Na tradição judaico-cristã, a origem da culpa remonta à catequese do relatado em Gênesis, a expulsão do Paraíso pela desobediência perpetrada através do ato de comer da fruta da árvore do bem e do mal.
Os versículos contam que tomamos conhecimento do bem e o mal, praticando o mal, a desobediência, passível de castigo. E que a violência se manifestou cedo.
As consequências funestas seguem relatadas com a luta fratricida e a maldição que foi lançada contra o primeiro assassino da humanidade.
Alegorias literalmente genéticas, que povoam nossos arquétipos morais, desde muito antes da criação de códigos de conduta sociais e de sistemas jurídicos.
Convenhamos, não é um quadro de enaltecimento à cultura de paz, nem um panegírico a nossos ancestrais. A quebra do paradigma do bem reinante se deu pela opção do mal praticado, em um cenário de ardis, dissimulações, cólera, ódio explícito, pusilanimidade.
(Dever-se-ia cogitar, pelo códice dos censores de plantão, de indicá-las para o rol das narrativas politicamente incorretas?)
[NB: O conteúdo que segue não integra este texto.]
PR #429, opened 2026-07-16
crypto: add OpenSSL differential oracle tests

Jaruso:
## Summary
- make the OpenSSL differential registry executable by attaching each declared case to a runner
- compare TLS record, QUIC initial, TLS key schedule, transcript, and Finished outputs against OpenSSL using oracle-side constants/intermediates independent of the production helper under test
- keep the general-profile `test-crypto-openssl` target out-of-process and keep appliance builds free of OpenSSL invocation

Refs #377. This PR covers HKDF, TLS/QUIC derivation, selected transcript behavior, and Finished HMAC independence. Certificate-chain decisions remain delegated to #348, full TLS-over-TCP interop remains delegated to #358, PSK binder failures remain delegated to #362, and detached-tag AEAD / raw-key X25519 / raw-key signature primitive parity is now explicitly tracked by #431.

## Validation
- `zig build test-crypto-openssl --summary all --error-style verbose`
- `zig build test-crypto -Dtls-profile=appliance --summary all --error-style verbose`
- `git diff --check`

## Staged-tree hygiene
- `git diff --cached --check` before commit
- staged files scanned for private-key/token-like patterns before commit

### DIFF
--- a/tests/crypto_openssl_diff.zig
+++ b/tests/crypto_openssl_diff.zig
@@ -8,10 +8,12 @@
 const std = @import("std");
 const compat = @import("zig_compat");
 const crypto_pkg = @import("crypto");
+const quic = @import("quic");
 const tls_core = @import("tls_core");
 
 const testing = std.testing;
 const provider = crypto_pkg.provider;
+const profile = crypto_pkg.profile;
 const pure_zig = crypto_pkg.pure_zig;
 
 const OpenSslError = error{
@@ -20,10 +22,105 @@ const OpenSslError = error{
     DifferentialMismatch,
 };
 
+const CoverageKind = enum {
+    hkdf_extract,
+    hkdf_expand_label,
+    tls_record_keys,
+    quic_initial,
+    transcript_hash,
+    finished_hmac,
+    aead,
+    key_exchange,
+    signature_verify,
+};
+
+const CoverageClass = enum {
+    positive,
+    negative,
+};
+
+const CoverageCase = struct {
+    kind: CoverageKind,
+    algorithm: ?profile.Algorithm,
+    class: CoverageClass,
+    rationale: []const u8,
+};
+
+const Waiver = struct {
+    kind: CoverageKind,
+    algorithm: profile.Algorithm,
+    class: CoverageClass,
+    reason: []const u8,
+    tracking_issue: []const u8,
+};
+
+const executed_cases = [_]CoverageCase{
+    .{ .kind = .hkdf_extract, .algorithm = .{ .hkdf = .sha256 }, .class = .positive, .rationale = "provider HKDF-Extract compared to OpenSSL EXTRACT_ONLY" },
+    .{ .kind = .hkdf_extract, .algorithm = .{ .hkdf = .sha384 }, .class = .positive, .rationale = "provider HKDF-Extract compared to OpenSSL EXTRACT_ONLY" },
+    .{ .kind = .hkdf_expand_label, .algorithm = .{ .hkdf = .sha256 }, .class = .positive, .rationale = "provider TLS HKDF-Expand-Label compared to OpenSSL EXPAND_ONLY" },
+    .{ .kind = .hkdf_expand_label, .algorithm = .{ .hkdf = .sha384 }, .class = .positive, .rationale = "provider TLS HKDF-Expand-Label compared to OpenSSL EXPAND_ONLY" },
+    .{ .kind = .tls_record_keys, .algorithm = .{ .aead = .aes_128_gcm }, .class = .positive, .rationale = "TrafficKeys.derive compared to OpenSSL key/iv labels" },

Digressões à parte, a história da humanidade, desde o início da civilização até os dias atuais, apresenta uma resultante de evolução ascendente, positiva, malgrado toda a violência perpetrada e as catástrofes ocorridas.
Não obstante, estamos ainda em patamares de consciência individual e coletiva muito aquém da fraternidade incondicional e igualitária, sonhada pelos poetas e idealistas e propalada pelos teóricos não praticantes.
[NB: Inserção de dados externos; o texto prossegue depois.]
PR #439, opened 2026-07-16
test(quic): bound deterministic H3 driver scenarios

Jaruso:
## Summary

- harden the existing native QUIC/H3 simulated network with aggregate queued-datagram and queued-byte limits
- bound driver iterations, simulated elapsed time, packets produced per iteration, and timer work with typed failures
- derive deterministic TLS test entropy from a reported scenario seed and retain failure snapshots with both endpoint states
- add focused regression coverage for every bound plus seed reproducibility
- expose the fast suite as `zig build test-quic-h3-driver` while retaining it in `test-quic` and the default test aggregate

A ocorrência do sentimento de culpa, neste contexto que percorre desde a pedagogia até a andragogia, não causa espécie. Torna-se tema transversal e interdisciplinar.
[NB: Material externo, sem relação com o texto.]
PR #440, opened 2026-07-16
pki: add deterministic X.509 candidate-path construction engine (#344)

### LINKED ISSUE #344: pki: [324-F] build deterministic X.509 path-construction engine
## Parent epic

- #324
- Research story: **324-F** | Priority **P1** | Complexity **XL** | Owner **PKI**

## Objective

Construct candidate certificate paths from a leaf, peer-supplied intermediates, and configured trust anchors without mixing path discovery with RFC 5280 policy validation.

## Scope

- Index candidates by normalized issuer/subject and AKI/SKI hints.
- Build bounded, cycle-safe candidate paths.
- Handle cross-signed roots, duplicate certificates, missing intermediates, and multiple possible issuers deterministically.
- Rank or enumerate candidates using documented rules without accepting a path before validation.
- Bound depth, candidate fanout, and work to resist adversarial chain explosions.
- Keep AIA network fetching out of the initial implementation.

## Acceptance criteria

- Straight, cross-signed, ambiguous, duplicate, cyclic, and incomplete chain fixtures behave deterministically.
- Candidate construction is policy-independent and returns paths for #324-G to validate.
- Search limits prevent exponential or unbounded work.
- Trust anchors are treated as anchors, not blindly as ordinary intermediates.
- Errors distinguish no-path from parser/signature/policy failures.

## Dependencies

- #341 and #343.
- Enables #324-G and #324-H.

Jaruso:
**What changed and why**
Adds `src/pki/path_builder.zig` (story **324-F** of epic #324): a deterministic candidate certification-path construction engine that builds paths from a leaf certificate, peer-supplied intermediates, and configured trust anchors. This is path *discovery* only (RFC 4158 territory) — no signature verification, no validity/key-usage/name-constraint/Basic-Constraints policy, and no path acceptance. Every returned path is a candidate for RFC 5280 validation (#324-G) to check in order.

Design, mapped to the issue's scope:

- **Indexing** — each pool is deduplicated by exact DER (first occurrence wins) and indexed by RFC 5280 §7.1 issuer/subject name chaining through `x509.Name.chaining_key`, not byte-exact `Name.raw`. The key preserves RDN sequence order, compares attributes within an RDN as a set, includes attribute OIDs, handles `domainComponent` with caseIgnoreIA5Match, and prepares required PrintableString/UTF8String DirectoryString values using RFC 4518 stored-value preparation backed by generated RFC 3454 / Unicode 3.2 data (B.2 full case mapping, mappings to nothing, NFKC, prohibited/unassigned rejection, and insignificant-space handling). Runtime preparation rejects Unicode 3.2 unassigned input before mapping, and the generator pins B.3 fallback case mapping to `tools/unicode/UnicodeData-3.2.0.txt` instead of the host Python Unicode version. RFC 4518 insignificant-space handling uses the literal normative Appendix A combining-mark ranges, so SPACE followed by Appendix A marks remains significant while Unicode-category-only marks such as U+05BD follow the definitive RFC table. Other unsupported value types retain deterministic exact-bytes behavior under their own tag. AKI/SKI key identifiers are ranking hints, never filters — real-world AKIs are wrong often enough that RFC 4158 §2.4.2 treats them as sorting data.
- **Determinism** — sibling candidates are tried in a documented total order: key-identifier agreement (match / no evidence / mismatch), then anchors before intermediates, then ascending input index. Paths are emitted in depth-first order under that ordering, so the enumeration is a pure function of inputs and limits.
- **Anchors are anchors** — they terminate paths and are never extended or traversed as intermediates; a cross-signed root reaches a second anchor only through an explicit cross-certificate in the pool.
- **Cycle/duplicate safety** — byte-exact loop detection: a certificate never appears twice in one path, so cyclic and duplicate inputs (including the peer re-sending the root) terminate deterministically.
- **Bounds** — configurable caps on input pool sizes, path length, per-node fanout (applied after ranking, so the kept candidates are the best-ranked), returned paths, and a global candidate-visit budget that defeats adversarial chain explosions. Traversal is iterative (explicit stack), so search depth never becomes attacker-controlled recursion. DirectoryString canonical combining ordering is stable and bounded by a counting-sort pass over starter-delimited runs rather than an inversion-based sort.
- **Error taxonomy** — `NoCandidatePath` means the bounded search space was provably exhausted; `SearchLimitExceeded` means a limit stopped enumeration first (paths already found are still returned, flagged `truncated`). The path-builder error set contains no parser/signature/policy variants by construction: inputs are already-parsed #341 views and no cryptographic or policy judgement happens here.

AIA network fetching is intentionally out of scope per the issue. Wired into `src/pki/root.zig` exports and its `test {}` block like the existing modules; `CHANGELOG.md` updated.

**Related issues**
Closes #344. Parent epic: #324 (research story 324-F). Consumes #341 (typed certificate model) and sits beside #343 (signature verification); enables #324-G (path validation) and #324-H.

**Tests**
`src/pki/path_builder_tests.zig` covers straight chains, cross-signed roots, ambiguous issuers, deterministic replay, duplicate collapse, redundant roots, cycles, incomplete chains, anchor termination, limits, visit-budget starvation regressions, RFC 5280/RFC 4518 issuer-name chaining, significant SPACE+Appendix-A-combining-mark non-matching, RFC Appendix-A divergence candidate discovery, and allocation-failure leak checks.

`src/pki/x509_tests.zig` covers name-key structure, PrintableString/UTF8String unification, domainComponent caseIgnoreIA5Match, RFC 4518 DirectoryString regressions (`Straße`/`STRASSE`, SOFT HYPHEN removal, composed/decomposed `é`, full-width Latin compatibility normalization, NBSP space handling, significant SPACE+Mn and SPACE+Mc/CCC0 non-equivalence, RFC Appendix-A divergence for U+05BD, and a negative case), prohibited/unassigned stored-value rejection including post-Unicode-3.2 capitals with modern mappings, Unicode-3.2-assigned characters absent from RFC 3454 B.2 remaining accepted (`U+10A0`, `U+04C0`), `Certificate.isSelfIssued()` using nontrivial RFC 4518 chaining, and allocation-failure coverage for certificate parsing and name-key construction. `src/pki/x509.zig` internal tests cover stable canonical ordering, starter boundaries, leading non-starters, and a 4096+4096 adversarial descending-class run with a linear lookup-count bound.

Validated locally:

- [x] `zig build test-pki --summary all` — 133/133 passed
- [x] `zig build test --summary all` — 1398/1399 passed, 1 existing skip
- [x] `zig build test-integration --summary all` — 65/69 passed, 4 skips
- [x] `git diff --check`
- [x] regenerated `src/pki/rfc4518_data.zig` and verified deterministic output across generate+format cycles

**Security impact**
This is untrusted-input-adjacent TLS code: intermediates come from network peers. The engine's work is bounded on every axis an attacker influences — pool sizes are capped before indexing, the global candidate-visit budget caps total search work regardless of pool shape, fanout and depth are capped per node/path, and loop detection plus DER-exact deduplication prevent cycle and duplicate amplification. No recursion; all state lives in one arena with `errdefer` teardown, and allocation-failure sweeps cover both path construction and the new name-key construction path. The name-preparation path rejects Unicode 3.2 unassigned input before any mapping can erase it, uses pinned Unicode 3.2 fallback case data, classifies RFC 4518 significant spaces with the literal Appendix A combining-mark table, and uses bounded canonical ordering for combining marks. No trust decision is made here — the module cannot accept a chain, only propose candidates for #345 to validate, and anchors are kept structurally distinct from peer input via `Element.source`. No parsing of raw bytes happens in the path-builder module (inputs are #341 parsed views).

**Performance impact**
Not on any existing hot path — nothing calls this module yet (#324-G will). Search work is bounded by the limits above (defaults: 256 candidate visits, depth 8, fanout 8); indexing is O(n log n) in the deduplicated pool size. Name chaining uses generated static tables and binary-search lookups over DER-bounded X.509 name inputs; canonical combining ordering is stable O(n) per prepared string.

**Checklist**
- [x] README / CHANGELOG updated if operator-visible behavior changed (CHANGELOG entry updated; no operator-visible behavior change)


src/pki/path_builder.zig
```diff
@@ -0,0 +1,403 @@
...
+    fn collect(
+        self: *Search,
+        out: *std.ArrayList(Candidate),
+        pool: *const Pool,
+        source: Source,
+        child: *const x509.Certificate,
+        child_keyid: ?[]const u8,
+        current_path: []const Element,
+    ) Error!void {
+        for (pool.matchSubject(child.issuer.raw)) |entry| {
```
Jaruso: **Blocking — this does not satisfy the normalized issuer/subject acceptance criterion.** `Name.raw` equality is encoding equality, not RFC 5280 §7.1 distinguished-name equality. DER canonicalizes the ASN.1 encoding rules, but it does not normalize DirectoryString values: for example, `CN=Example CA` encoded as UTF8String and the same value encoded as PrintableString have different `raw` bytes and must still match for name chaining. RFC 5280 also requires case folding and insignificant-space handling for the mandatory PrintableString/UTF8String forms.

With the current index, a leaf whose issuer is UTF8String `Example CA` and an otherwise matching CA whose subject is PrintableString `Example CA` deterministically returns `NoCandidatePath`, so the builder cannot construct some conforming public-style chains.

Please add a bounded path-chaining comparison/canonical key to `x509.Name` and index/lookup using that representation rather than `raw`. Conceptually:

```zig
pub fn eqlForChaining(a: *const Name, b: *const Name) bool {
    if (a.rdns.len != b.rdns.len) return false;
    for (a.rdns, b.rdns) |a_rdn, b_rdn| {
        if (!rdnEqlForChaining(a_rdn, b_rdn)) return false;
    }
    return true;
}
```

`rdnEqlForChaining` must compare the RDN attributes as a set, match attribute OIDs, and normalize supported DirectoryString values per RFC 5280 §7.1/RFC 4518 (at minimum the required PrintableString and UTF8String forms, including caseIgnoreMatch and insignificant spaces). For efficient indexing, the parser can produce an arena-owned canonical chaining key when the `Name` is parsed; alternatively, use a coarse index plus bounded semantic equality filtering.

Please add regressions where issuer and subject are semantically equal but differ by UTF8String versus PrintableString encoding, and where case/insignificant spaces differ. The current all-UTF8, byte-identical fixtures cannot detect this failure.

src/pki/path_builder.zig
```diff
@@ -0,0 +1,403 @@
...
+            if (self.visit_budget == 0) {
```
Jaruso: **Blocking — the work budget is charged before ranking/fanout, so it can suppress the best-ranked path.** `collect` scans anchors first, decrements `visit_budget` for each raw match, and only later does `gatherCandidates` sort by key-id agreement and shrink to `max_fanout`. Two correctness problems follow:

1. A group of mismatching/unknown anchors can exhaust the budget before an AKI/SKI-matching intermediate is collected, even though the documented order says the matching intermediate must be tried first.
2. Candidates that will be discarded by `max_fanout` still consume the global budget. A wide first node can therefore leave zero budget for the retained best candidate to gather its own issuer, returning `SearchLimitExceeded` even when the intended bounded traversal needs only two edge visits.

For example, with a leaf AKI `good`, several same-subject anchors with SKI `bad`, one same-subject intermediate with SKI `good` leading to a root, `max_fanout = 1`, and a small visit budget, this implementation spends the budget on the bad anchors and never returns the documented highest-ranked path.

The budget should be applied to candidates actually attempted by the DFS *after* sibling ranking and fanout, not to unsorted pool entries scanned while constructing the candidate list. A safe shape is:

```zig
fn gatherCandidates(...) ![]const Candidate {
    try collectAllSubjectMatches(...); // bounded by pool-count limits
    std.mem.sort(Candidate, candidates.items, {}, candidateLessThan);
    if (candidates.items.len > limits.max_fanout) {
        truncated = true;
        candidates.shrinkRetainingCapacity(limits.max_fanout);
    }
    return candidates.items;
}

// Immediately before attempting the selected sorted candidate:
if (search.visit_budget == 0) {
    search.truncated = true;
    break; // stop globally, preserving pending-work/truncation semantics
}
search.visit_budget -= 1;
```

If scanning itself needs a separate global cap, introduce a distinct scan budget and preserve rank with a bounded top-k/rank-aware collection strategy; do not let source iteration order redefine the documented candidate order.

Please add regressions for both cases: (a) a matching intermediate must outrank earlier-collected mismatching anchors under a tight budget, and (b) entries discarded by `max_fanout` must not consume the traversal budget needed to reach the selected candidate's anchor.

Jaruso (commented):
## Review verdict: not ready to merge

I completed a full pass against issue #344 and the parent #324 path-building requirements, including the future #345 validator contract, all four changed files, the full new test suite, and CI run 671. The implementation is strong in its separation of construction from validation, iterative DFS structure, anchor termination, exact-DER duplicate handling, allocation cleanup, and typed no-path versus truncated-search outcomes. CI is green across the reported build/test/format/security jobs.

There are two blocking correctness/interoperability issues:

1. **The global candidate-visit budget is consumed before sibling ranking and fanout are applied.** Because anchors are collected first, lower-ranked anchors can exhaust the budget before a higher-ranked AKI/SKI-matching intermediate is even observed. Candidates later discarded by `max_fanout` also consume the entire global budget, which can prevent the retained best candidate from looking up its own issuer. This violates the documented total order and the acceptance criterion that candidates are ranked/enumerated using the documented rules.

A culpa resulta de um auto julgamento e auto condenação por não havermos atingido o estágio intelecto emocional ou a manifestação comportamental, idealizados, a que aspiramos. Síndrome do Paraíso perdido.
Desta forma, tornamo-nos simultaneamente o opressor e a vítima de nós mesmos. E nos esmeramos nestes papéis, ora em um, ora em outro polo, conforme as circunstâncias e a classificação em nossa escala de valores. Diversos são os mecanismos psicológicos, descritos e adotados nas diferentes correntes terapêuticas, que trazem à luz do consciente as formas de projeção e de transferência daqueles papéis, para outros com que interagimos.
Interpretando estes mecanismos psíquicos, Freud sentenciou: “Quando Pedro me fala de Paulo, fico sabendo mais de Pedro que de Paulo.” Ou seja, somos levados a exercer um juízo crítico exacerbado sobre aquele comportamento do outro, cuja conduta reflete algo que repugnamos em nosso íntimo inconsciente, que representa situações de recalque de sentimentos ocorridos na infância. Na fúria incontida, caem as barreiras do condicionamento social e revela-se a verdade de nossos recônditos íntimos.
Neste contexto, nossa convivência em mídia digital tem sido rica e pródiga de ocorrências reveladoras de quanto a culpa original ainda grassa em nosso meio, compromisso batismal relegado a ritualística vazia de redenção. Ainda não assumimos em nossas vidas a opção pela ação salvífica da copiosa redenção sobre a culpa original.
Viver a Boa Nova, é compreender e viver que no princípio era o Verbo e o Verbo era Deus. O princípio não é Gênesis. Suspendendo julgamentos, assumindo a compassividade de entender o que seja oferecer a outra face quando agredidos. Não se trata de se submeter a violência física ou moral, mas de ser capaz de orar “Pai, perdoai porque não sabem o que fazem!”